THE HOBBIT: THE DESOLATION OF SMAUG directed by Peter Jackson, written by Jackson , Fran Walsh, Philippa Boyens and Guillermo del Toro from the book by J.R.R. Tolkien, with Martin Freeman, Ian McKellen, Orlando Bloom, Evangeline Lilly and Benedict Cumberbatch. A Warner Bros release. 161 minutes. Some subtitles. Opens Friday (December 13). For venues and times, see listings. Rating: NN


The Hobbit movies put me in a bit of a quandary. I’m inordinately fond of the people who make them, and I want to see them happy and successful.

Peter Jackson, Fran Walsh, Guillermo del Toro (who spent a couple of years developing the project before stepping out so Jackson could step back in), Martin Freeman and Ian McKellen are, to a one, swell people who deserve to have all the money in the world. The GNP of New Zealand is clearly benefiting from the production of three more epic J.R.R. Tolkien movies in this decade. A third of the country is probably employed making the costumes alone.
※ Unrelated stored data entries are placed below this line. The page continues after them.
PR #392, opened 2026-09-14
fix(git): fence integration lifecycle across concurrent requests

CaeruleusAqua:
## What has been done?

- Added optimistic version checks to integration edits and SSH confirmation forms, and shared integration-row locking for lifecycle operations and bot assignment.
- Persist deletion_pending before remote cleanup, prevent reactivation/assignment while fenced, and make deletion retryable.
- Carry committed versions through managed-key setup, cleanup, and compensation so stale stages cannot overwrite newer tracking.
- Retain durable cleanup evidence for retry after remote deletion succeeds but local completion fails; safely cancel markers for requests that were never dispatched.
- Add a version-checked deletion-retry form accepting an optional same-owner replacement token without storing it or changing the endpoint/fence.
- Update webhook metadata with targeted queries so detached bot snapshots cannot restore stale integration assignments.
- Add idempotent H2/PostgreSQL V51 with lock_version, deletion_pending, and ssh_cleanup_verified. Existing V48-V50 remain unchanged.
- Document lifecycle/recovery behavior and translate the retry hint into all seven locales.

## Why?

This is the final part of the #368 split, built directly on merged #382. Setup, edits, key cleanup, deletion, and bot assignment must not overwrite each other across concurrent requests or application instances.

Remote mutations deliberately hold the integration row lock through local completion because Gitea does not accept a fencing token. Recovery markers commit beforehand; scans and key generation remain outside that lock. This can block competing admin operations while a remote call is running.

Genuinely ambiguous timed-out registrations with no observed key keep their recovery markers. If they never resolve, verified operator reconciliation is required rather than treating an empty lookup as proof of cancellation.

## What has been tested?

- Focused Maven Java 21 lifecycle suite: 135 tests passed, zero failures/errors/skips.
- Full Maven Java 21 clean verify with temporary /workspace/data: 1,899 tests passed, zero failures/errors/skips.
- After completing locale text: GitIntegrationControllerTest and I18nConfigTest, 33 tests passed.
- node src/test/js/git-integration-form.cjs and git diff --check passed.
- Real Spring/H2 transaction tests cover stale edit/confirmation forms, both bot-assignment/deletion orderings, in-flight registration, pre-POST deletion, stale cleanup/compensation, commit-failure retry, and same-owner/wrong-owner/stale-token deletion recovery.
- Native PostgreSQL 16.15 / Flyway 11.14.1: actual V50-to-V51 upgrades for all eight existing-column combinations, defaults/nullability, preservation of credentials/tracking and populated fence/evidence values, 16 SQL replays, unchanged prior history, and successful validation/no-op reruns.
- Separate JDBC/PostgreSQL checks confirmed stale-version conditional updates and row-lock blocking; these complement, rather than replace, the Spring transaction tests.
- Independent review findings were fixed and re-reviewed with no remaining blockers. No live Gitea or browser end-to-end run.

## How AI was used?

AI reconstructed the final concurrency slice from the archived implementation while preserving all merged review fixes. Separate agents reviewed transaction/recovery behavior and verified the migrations on native PostgreSQL. Findings led to regression tests and fixes for undispatched registration cleanup, durable cleanup evidence, and replacement-token recovery during fenced deletion.


max-california (approved):
## 🤖 Agentic Code Review

## Summary

The lifecycle fencing is thoughtfully implemented and backed by substantial concurrency and recovery coverage. Version checks, pessimistic row locking, durable cleanup evidence, targeted bot updates, and deletion retry behavior are internally consistent. I found no concrete correctness, security, or maintainability issues that should block this change.

## Findings

No findings.

---

max-california (approved):
## 🤖 Agentic Code Review

Summary: this looks like a thoughtful concurrency hardening change with strong test coverage. I did not find a clear correctness or security defect in the lifecycle fencing itself after tracing the controller/service flow, row locking, and retry paths. The main residual risk I see is operational: one repository update path now silently does nothing when the target bot row no longer exists, which can hide data loss / stale-caller problems.

## MEDIUM

### Silent no-op on webhook metadata updates after switching from entity save to bulk update
`src/main/java/org/remus/giteabot/admin/BotRepository.java`  
`src/main/java/org/remus/giteabot/admin/BotService.java`

`incrementWebhookCallCount(...)` and `recordError(...)` were changed from `botRepository.save(bot)` to JPQL `update` statements. That avoids accidentally re-merging a stale `Bot` snapshot, which is good, but the new repository methods return `void`, so the service cannot tell whether the row actually existed.

If a webhook is processed against a stale/deleted bot object, both methods now succeed silently while updating zero rows. Previously, a managed-entity save would at least surface optimistic/deletion issues more naturally. Given these methods are recording audit/operational state, silently dropping the update makes debugging much harder and can mask real races.

Suggested fix:
- change both repository methods to return `int` updated row count
- in `BotService.incrementWebhookCallCount` / `recordError`, verify that exactly one row was updated
- throw/log explicitly when the count is `0`

This keeps the stale-assignment protection while preserving failure visibility.

## LOW

### Consider surfacing optimistic-lock conflicts distinctly from generic “save failed”
`src/main/java/org/remus/giteabot/admin/GitIntegrationController.java`

The new version checks are good, but `OptimisticLockException` is currently handled by the same broad `catch (Exception e)` path as all other failures. Since stale-form submission is now an expected admin race condition rather than an exceptional server fault, it may be worth mapping it to a more specific flash message (“This integration was changed by another request; reload and retry”) instead of the generic save/setup/delete failure text. That would make the new fencing behavior easier for operators to understand.

---

CaeruleusAqua:
Addressed both findings in commit 37c0756 (pushed to the PR branch).

**MEDIUM — silent no-op on webhook metadata updates**
- `BotRepository.incrementWebhookCallCount(...)` and `recordError(...)` now return `int` (updated row count).
- `BotService` verifies that exactly one row was updated and logs an error when the count is zero, so a stale/deleted bot snapshot is no longer dropped silently.

**LOW — optimistic-lock conflicts surfaced distinctly**
- `GitIntegrationController` now catches `OptimisticLockException` / `OptimisticLockingFailureException` separately in save, SSH setup, delete and delete-retry, and shows a dedicated "changed by another request; reload and try again" flash message instead of the generic save/delete failure text.
- New key `flash.staleIntegration` added in all seven locales.

**Tests**
- `BotServiceTest`: added zero-row coverage for both methods (output capture).
- `GitIntegrationControllerTest`: added stale-version coverage for SSH setup and save.
- Ran `BotServiceTest`, `GitIntegrationControllerTest`, `BotWebhookServiceTest`, `UnifiedWebhookControllerTest`, `ManagedSshPersistenceTest`, `GitIntegrationServiceTest`, `GitIntegrationSshMigrationTest`, `IssueWorkflowOrchestratorTest`: all green (226 tests, zero failures/errors/skips).

tmseidel (changes requested):
Since this is the last PR to make the SSH feature working on gitea, I'd like to have this feature tested end-2-end.
There is already a docker-compose that creates a local gitea instance, probably you can reuse it to bootstrap a local environment for a end-to-end testing. Thx 

PS: The code itself LGTM

CaeruleusAqua:
End-to-end result for the managed SSH feature, run live against local Gitea 1.25.5 with the bot on this PR branch (native JDK 21, H2, `APP_ENCRYPTION_KEY` set, auto-login admin).

Environment notes: Gitea ran via a `systemtest/docker-compose-local-gitea.yml` variant on host ports 3001/222 (port 3000 is taken on this machine) with `SSH_DOMAIN=127.0.0.1`, seeded with a `root` admin, an API token, and `root/demo` plus a private `root/ssh-demo` repo. (Had to pull `gitea/gitea:1.25.5` from Docker Hub — `docker.gitea.com` timed out.)

What was exercised, all through the real admin UI and real Gitea API/git:
1. Created Git Integration `local-gitea` (Gitea, `http://localhost:3001`, API token) — saved successfully.
2. SSH preview initially failed ("SSH host-key preview failed") because `getAnySshCloneUrl()` only searches **private** repos and the account had only a public one at that point. After adding a private repo, the preview showed endpoint `127.0.0.1:222`, clone URL `ssh://git@127.0.0.1:222/root/demo.git`, and three host-key fingerprints.
3. Confirmed the fingerprints → "SSH was configured automatically". Gitea now lists the managed key (`AI Git Bot: integration-1-<uuid>`, id 1); the integration row has `transport=SSH`, `ssh_remote_key_id=1`, owner id 1, and the recorded title.
4. Real `git ls-remote ssh://git@127.0.0.1:222/root/ssh-demo.git` using the managed private key (decrypted from the bot DB for the test) and the recorded `known_hosts` returned `HEAD` and `refs/heads/main` — SSH authentication and transport work with the bot-generated key.
5. Switched the integration back to HTTP and saved → the Gitea key was deleted (0 keys remain) and the row shows `transport=HTTP` with all `ssh_remote_key_*` tracking cleared. Managed-key cleanup works end to end.

Two environment-level observations (not blockers, the official Docker image is unaffected):
- The stock Windows OpenSSH 9.5 client cannot complete a host-key scan against the container's OpenSSH 10.0 server (KEX mismatch), so the bot on this machine needed the newer OpenSSH from Git for Windows on `PATH`. On Linux this does not occur.
- Windows resolves `localhost` to `::1` while the Docker port forward is IPv4-only; the Gitea `SSH_DOMAIN` had to be `127.0.0.1` for the scan to reach the server.

One product observation: an account with only public repos gets a generic preview failure, because only private repos are considered for the SSH clone URL. If that restriction is intentional, a more specific hint would help operators.

CaeruleusAqua:
Follow-up with review hardening (`3d18ff8`) and CI end-to-end coverage (`1c2b5c3`).

**Review findings addressed (`3d18ff8`)**
- `known_hosts` pin can no longer be disabled silently: newly submitted values must resolve to exactly one SSH endpoint, otherwise validation rejects them. Previously stored values are untouched.
- Managed-key cleanup deletes by the stable Gitea key ID even when the title was renamed, instead of failing with a title-mismatch error.
- Bot webhook audit updates only touch the in-memory snapshot when the row update persisted (no phantom state), and still log explicitly on zero rows.
- Clearer message when prior-key cleanup fails during setup (the old key may still be live).

**End-to-end in CI (`1c2b5c3`)**
- New `GiteaSshEndToEndTest`: creates a repo on live Gitea, runs integration save → host-key preview → key registration → a real SSH clone through the bot workspace → managed-key cleanup with API verification at each step. Runs only when `GITEA_E2E_URL`/`GITEA_E2E_TOKEN` are set, otherwise skipped.
- New `e2e-gitea-ssh.yml`: boots `systemtest/docker-compose-local-gitea.yml`, seeds an admin token, and runs the test. Triggered for PRs touching the SSH paths.
- The compose is now headless-first-boot ready (SQLite, install lock, no open registration) and pins the SSH host/port so SSH clone URLs are correct.
- Verified locally against Gitea 1.25.5: full flow green in ~12s; without the env vars the test skips cleanly.

tmseidel (approved):
Great work!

But after another two hours and 40 minutes of The Hobbit: The Desolation Of Smaug – after Freeman’s Bilbo Baggins and his dwarf allies encounter giant spiders and orcs and elves and more orcs (or possibly the same orcs again) and a soupçon of political treachery on the way to the mountain where the dragon Smaug lies sleeping in his plundered gold… well, I keep asking myself why this isn’t the end of it.

There’s not enough story for three Hobbit movies, so Jackson has had to invent new characters and new subplots. Key to The Desolation Of Smaug is the relationship between Kili the dwarf (Aidan Turner, from the UK version of Being Human) and an elf named Tauriel (Lost’s Evangeline Lilly), who flirt a little bit when the dwarves are captured by the elves and then flirt a little bit more when she tends to him after he’s injured by a poison arrow. It adds about 20 minutes to the film and is entirely irrelevant to the story.

Most of The Desolation Of Smaug is like that, fan service to Tolkien diehards who need to actually see the rise of Sauron (also irrelevant to the story of The Hobbit), or to Jackson himself, whose swooping camera movements and elaborate single-take action sequences are starting to feel a little creaky and self-indulgent. Of course, making a nine-hour movie out of a short novel is pretty self-indulgent in itself.

Incidentally, I saw The Desolation Of Smaug in conventional 3D rather than the 48fps High Frame Rate format in which I experienced An Unexpected Journey. This time the film looked more like a movie and less like improperly calibrated HDTV, though the extra darkness imposed by the 3D process made the night scenes that much murkier.